Genomic alterations in FDX1 can significantly impact its function and have important clinical implications:

• Types of alterations:

  • Single nucleotide variants affecting the Fe-S cluster binding region

  • Copy number variations altering expression levels

  • Promoter methylation changes affecting transcriptional regulation

  • Splice variants producing aberrant proteins

• Functional consequences:

  • Altered electron transfer efficiency

  • Modified interaction with partner proteins

  • Changed subcellular localization

  • Variations in protein stability and half-life

• Clinical implications:

  • Potential association with steroid hormone disorders

  • Altered drug responses, particularly to compounds targeting mitochondrial function

  • Prognostic significance in cancers

  • Biomarker potential for treatment stratification

Methodological approach: Researchers should employ targeted sequencing of FDX1 in patient cohorts, followed by functional characterization of identified variants using site-directed mutagenesis and biochemical assays. Computational modeling of variant effects on protein structure can guide experimental design. Patient-derived cell models carrying FDX1 variants can be used to assess phenotypic consequences and drug responses.

What is the relationship between FDX1 expression and immune cell function in the tumor microenvironment?

FDX1 has emerging connections to immune regulation and the tumor microenvironment:

• Associations with immune cells:

  • Correlation with specific immune cell infiltration patterns

  • Potential influence on T cell and B cell function

  • Relationship with immune checkpoint expression

• Impact on immunotherapy response:

  • Elevated FDX1 expression has been linked to enhanced effectiveness of PD-L1 blockade immunotherapy in melanoma

  • FDX1 shows strong connections with immune checkpoint genes in co-expression networks

• Mechanistic relationships:

  • Potential influence on metabolic reprogramming in immune cells

  • Possible role in regulating redox status of the tumor microenvironment

  • Association with tumor mutational burden (TMB) and microsatellite instability (MSI)

Methodological approach: Single-cell RNA sequencing of tumor samples with varying FDX1 expression can reveal cell type-specific effects. Co-culture experiments with tumor cells (FDX1 modulated) and immune cells can assess functional interactions.

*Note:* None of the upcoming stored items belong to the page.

PR #239, opened 2021-06-23
add redeem_allowed to protect excess withdraw

yz89:


GopherJ:
I think:

```
ensure_borrow_allowed
ensure_redeem_allowed
```

will be better, not sure how the others think

GopherJ (approved):

pallets/loans/src/lib.rs
```diff
@@ -833,37 +835,22 @@ impl<T: Config> Pallet<T> {
...
-
-        Ok(())
+    fn get_account_liquidity(
+        account: &T::AccountId,
+    ) -> Result<(FixedU128, FixedU128), DispatchError> {
+        let total_borrow_value = Self::total_borrowed_value(account)?;
+        let total_collateral_value = Self::total_collateral_value(account)?;
+        if total_collateral_value > total_borrow_value {
+            Ok((
+                total_collateral_value - total_borrow_value,
```
c410-f3r, line 845: This line probably won't overflow in practice but maybe play safe and use `total_collateral_value.checked_sub(total_borrow_value).or_ok(ArithmeticError::Underflow)?` instead?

In vivo studies using syngeneic mouse models with FDX1 manipulation followed by immune profiling and immunotherapy treatment can elucidate translational relevance.

How does FDX1 interact with other mitochondrial proteins in disease states?

FDX1 functions within a complex network of mitochondrial proteins, with interactions potentially altered in disease states:

• Key interaction partners:

  • Ferredoxin reductase (FDXR) - direct electron donor

  • Cytochrome P450 enzymes - electron acceptors

  • Components of Fe-S cluster assembly machinery

  • TCA cycle enzymes requiring lipoylation

• Alterations in disease contexts:

  • Changed stoichiometry of interaction partners

  • Post-translational modifications affecting binding affinities

  • Altered subcellular localization disrupting normal interactions

  • Competition with FDX2 for shared partners

• Disease-specific considerations:

  • Cancer: metabolic reprogramming affecting electron transfer networks

  • Fatty liver disease: altered interactions in lipid metabolism pathways

  • Neurodegenerative conditions: potential role in mitochondrial dysfunction

Methodological approach: Proximity labeling techniques (BioID, APEX) in disease models can map the FDX1 interactome under pathological conditions. Differential interaction analysis comparing healthy and diseased states can identify critical changes. Blue Native PAGE and complexome profiling can assess native protein complex formation. Cross-linking mass spectrometry can determine specific interaction interfaces that may be therapeutically targeted.